World powers have backed a peace plan that was put forward by UN-Arab League envoy Kofi Annan, but the bloodshed has not stopped. More than 100 UN observers have been deployed in Syria to oversee the truce between the government and armed rebels. The UN estimates the conflict has killed more than 9,000 people.

The Britain-based Syrian Observatory for Human Rights and the Local Coordination Committees activist group said Tuesday at least three people were killed in an explosion in the Syrian coastal city of Banias, home to one of the country's two oil refineries.

The Observatory said the explosion destroyed a building but the nature of the blast was still not clear.

Both groups also reported government troops shooting in the eastern city of Deir el-Zour near the border with Iraq that left at least three people dead. They added that the central town of Rastan was again under intense shelling by government troops.

Also today, Khalaf al-Azzawi, the chairman of Syria's Higher Committee of the Elections, said voter turnout in last week's parliamentary elections was was 51.26 per cent.

The elections were the first under a new constitution, adopted three months ago, that allows political parties to compete with Assad's ruling Baath party. The new constitution also limits the president to two seven-year terms.
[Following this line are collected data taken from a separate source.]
PR #784, opened 2022-02-24
783 update dimension and dll

### LINKED ISSUE #783: Update dimensions submodule to the latest version
is outdated

msevestre:
Fixes #783


msevestre:
FOr some reasons, the dlls were back to being the old ones again so I updated them at the same time. Probably due to one of our merge conflict lately

msevestre:
@PavelBal @IndrajeetPatil Dll should never be added by "hand" in the ext/lib folder. There is this Threading.Task.Extensions.dll that keeps coming back. It's not in the package.config nor does it need to be here in the first place I believe. Any idea where this is coming from?

IndrajeetPatil:
I have no idea what this `dll` is about.

Is this something related to your system, because the [history for this file](https://github.com/Open-Systems-Pharmacology/OSPSuite-R/commits/develop/inst/lib/System.Threading.Tasks.Extensions.dll) shows that it was introduced in your commit on Jan 4?

appveyor.yml
```diff
@@ -35,7 +35,7 @@ before_build:
   - nuget sources add -name core -source https://ci.appveyor.com/nuget/ospsuite-core
   - nuget sources add -name centos -source https://ci.appveyor.com/nuget/ospsuite-centos
   - nuget install packages.config -OutputDirectory packages # cannot use automatic artifact publish because it's not recognized in a C++/CLI project
-  - rake "prepare_for_build[%APPVEYOR_BUILD_VERSION%, ckd-population-feature]"
+  - rake "prepare_for_build[%APPVEYOR_BUILD_VERSION%]"
```
msevestre, line 38: This I have changed twice. This is the 3rd time.

msevestre:
I do not trust the history on this repo anymore. I would **never** add a library by hand like this. 
And also I have changed the appveyor.yml about a week ago and it was building and it is back to what it was showing NO Changes in the history
So as long as we have a build green soon...we should be good. But this is painful

msevestre:
and now a test is failing with the importer.... I am going to cry

msevestre:
@IndrajeetPatil 
I am getting those errors locally
```
-- Failure (test-data-combined.R:80:3): data frame output is as expected when only `DataSet` is provided --
names(df) not equal to c(...).
Lengths differ: 17 is not 20

-- Failure (test-data-combined.R:325:3): data transformations as expected when both DataSet and SimulationResults provided --
dim(df) not equal to c(830L, 21L).
1/2 mismatches
[2] 18 - 21 == -3

-- Failure (test-data-combined.R:328:3): data transformations as expected when both DataSet and SimulationResults provided --
names(df) not equal to c(...).
Lengths differ: 18 is not 21

-- Failure (test-data-combined.R:883:3): sequential update when objects have different values --
dim(df1) not equal to c(77L, 20L).
1/2 mismatches
[2] 17 - 20 == -3

-- Failure (test-data-combined.R:884:3): sequential update when objects have different values --
dim(df2) not equal to c(76L, 20L).
1/2 mismatches
[2] 17 - 20 == -3

-- Failure (test-data-combined.R:885:3): sequential update when objects have different values --
dim(df1Filter) not equal to c(25L, 20L).
1/2 mismatches
[2] 17 - 20 == -3

-- Failure (test-data-combined.R:886:3): sequential update when objects have different values --
dim(df2Filter) not equal to c(24L, 20L).
1/2 mismatches
[2] 17 - 20 == -3
```

Is there a package that I need to update?

msevestre:
some more code was missing
https://github.com/Open-Systems-Pharmacology/OSPSuite-R/commit/eca8bc2243a8101bc74b29d16f50893027c71a54

@IndrajeetPatil @Yuri05 @PavelBal 
It would be good to understand how we messed up like this. I have lost 2 hours trying to catch up on missing code that I committed weeks ago. (and it is still not running)

PavelBal:
@msevestre Remember we had this case where all my commits were lost and were not shown in the history? Absolutely no idea how that happened, I even had a thought that GitHub had some kind of a hick-up..

msevestre:
@IndrajeetPatil Same error on appveyor. Probably a fix was also lost here (or update to latest dll is creating an issue).
Any idea?

msevestre:
ALternatively the code in ospsuite.core now creates a different set of data.... @georgeDaskalakis @abdelr Is this possible?

IndrajeetPatil:
What do you see locally if you run the following code?

(N.B. You will need to source the helpers for tests first and run this in the `/testthat` folder.)

``` r
library(ospsuite)

sim <- loadTestSimulation("MinimalModel")
  simulation = sim,
  filePaths = getTestDataFilePath("Stevens_2012_placebo_indiv_results.csv")
)

dataSet <- loadDataSetsFromExcel(
  xlsFilePath = getTestDataFilePath("CompiledDataSetStevens2012.xlsx"),
  importerConfiguration = loadDataImporterConfiguration(getTestDataFilePath("ImporterConfiguration.xml"))
)


myCombDat$addDataSets(dataSet[[1]])

# checking dataframe methods
names(myCombDat$toDataFrame())
```

I see:

```r
 [1] "name"         "group"        "dataType"     "xValues"      "xUnit"        "xDimension"   "yValues"     
 [8] "yUnit"        "yDimension"   "yErrorValues" "yErrorType"   "yErrorUnit"   "molWeight"    "lloq"        
[15] "Source"       "Sheet"        "Organ"        "Compartment"  "Molecule"     "Group Id"
```

Three of these columns seem to be missing.

msevestre:
> names(myCombDat$toDataFrame())
 [1] "name"         "group"        "dataType"     "xValues"      "xUnit"        "xDimension"  
 [7] "yValues"      "yUnit"        "yDimension"   "yErrorValues" "yErrorType"   "yErrorUnit"  
[13] "molWeight"    "lloq"         "Source"       "Sheet"        "Organ"        "Compartment" 
[19] "Molecule"     "Group Id"

msevestre:
20 columns as well

IndrajeetPatil:
All failing tests seem to trace to the dataframe output for `DataSet` class objects. 

Was there any change recently to methods related to this class that result in fewer columns being returned?

PavelBal:
> Was there any change recently to methods related to this class that result in fewer columns being returned?

Yes! I realize it now, this is related to https://github.com/Open-Systems-Pharmacology/OSPSuite.Core/issues/1429

The new version does not return meta data that is empty (almost all columns would be empty in this example)

IndrajeetPatil:
Now I am so confused.

For example, one of the failing tests is-

```r
-- Failure (test-data-combined.R:78:3): data frame output is as expected when only `DataSet` is provided --
dim(df) not equal to c(12L, 20L).
1/2 mismatches
[2] 17 - 20 == -3
```

This is saying that this dataframe has 17 columns when 20 were expected. 

> 20 columns as well

So if you locally see 20 columns as well, why are the tests failing on your local machine? Or are they no longer failing?

It was kind of reassuring to know that the same tests were failing for you locally and on `AppVeyor` because then there is a systemic issue. If tests pass locally on our machines but not on `AppVeyor`, then it's going to be a headache to figure out why.

msevestre:
ok so is it safe to update the column to the expected # ? e.g. 17 instead of 20 etc?

IndrajeetPatil:
> Yes! I realize it now, this is related to https://github.com/Open-Systems-Pharmacology/OSPSuite.Core/issues/1429

Phew! So just the tests need to be changed in _ospsuite_ to accommodate for this new change.

IndrajeetPatil:
> ok so is it safe to update the column to the expected # ? e.g. 17 instead of 20 etc?

Yes! 

Also, in tests like the following, some column names will also have to be removed:

```r
  expect_equal(
    names(df),
    c(
      "name", "group", "dataType", "xValues", "xUnit", "xDimension",
      "yValues", "yUnit", "yDimension", "yErrorValues", "yErrorType",
      "yErrorUnit", "molWeight", "lloq", "Source", "Sheet", "Organ",
      "Compartment", "Molecule", "Group Id"
    )
  )
```

msevestre:
@IndrajeetPatil This is where targeted tests would have helped. Exactly the use case where we need to go into the code to understand why the test is failing.

msevestre:
also why is 17 the right value since your test returns 20 columns?

IndrajeetPatil:
> targeted tests would have helped

Why the conditional perfect tense? 

I thought it did help, no? It traced the problem to dataframe output for `DataSet` objects, which was a good enough start, I thought. 

I am not sure how the test could have helped narrow this even further to removal of metadata columns because in the dataframe there is no way to distinguish between columns that came from data and the ones that came from metadata.

PavelBal:
This is why the tests should not contain any hard-coded stuff. Deduce the names of the columns etc. directly from `DataSet` - i.e. following from the logic *what* the function does (creates columns for all meta data`), read the meta data from data set and check for these columns in the test.

msevestre:
A specific test checking that the returned data set has the expected number of columns (<=that being the name of test) would have been clearer to me. 

I have fixed the tests now. Indeed column organ, compartments and species are now gone. We might want to add a test in the future with actual meta data to ensure that this use case is also covered

msevestre:
Once this is merged (and green hopefully lol), I 'll update the website. Luckily we have all those tests here and an amazing coverage.

IndrajeetPatil:
> This is why the tests should not contain any hard-coded stuff. Deduce the names of the columns etc. directly from DataSet - i.e. following from the logic what the function does (creates columns for all meta data`), read the meta data from data set and check for these columns in the test.

Hard disagree. Imagine a scenario where the PR unintentionally removes more than meta-data columns and there are no tests to catch this in the dependency. 

Your tests would never catch this either because they are blindly following the imported function's behaviour; they will _always_ pass. You will need to wait for the users to discover this change and then figure out what led to this change. 

If this were a change to a function in `v10`, for example, we could even have logged that these 3 columns will not be returned by dataframe when there is no meta-data. The tests need to catch these kinds of changes, and that's why hard-coding some things is recommended IMHO.

msevestre:
>dim(df) not equal to c(12L, 20L).
1/2 mismatches
[2] 17 - 20 == -3

True. This is a very good help already.  I am just always interesting in reading the test "context" and expectations in plain english I guess

msevestre:
> why hard-coding some things is recommended IMHO.

Yep. You need to test the behavior here and therefore need to make sure that what you get is what you are expecting. I think the only thing that might be missing now is a test with actual meta data (e.g. 20 columns again) because we have lost this aspect I believe.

The government has praised the vote as a milestone in promised political reforms, but the opposition boycotted the polls and said they were orchestrated by the regime to strengthen Assad's grip on power.

Al-Azzawi did not give a breakdown or say how many of the 250-member legislature's seats were won by the 10 parties of the National Progressive Front, an alliance dominated by the ruling Baath party.

Among the winners were Qadri Jamil and Omar Ossi, two politicians who describe themselves as opposition figures. Thirty women also won seats, a similar figure to that of the outgoing parliament.

Across the border in Lebanon, Lebanese troops deployed Tuesday in tense areas of the northern city of Tripoli after three days of sectarian clashes killed at least six people in a spillover of the conflict in Syria.

Lebanon and Syria share a complex web of political and sectarian ties and rivalries, which are easily enflamed. Tripoli — Lebanon's second largest city — has seen bouts of sectarian violence in the past, but the fighting has become more frequent as the conflict in Syria worsens.

The city's fighting camps break down along sectarian and political lines. On one side are Sunni Muslims who support the rebels trying to oust Assad. On the other are members of the tiny Alawite sect, followers of an offshoot of Shiite Islam who are Assad's most loyal supporters.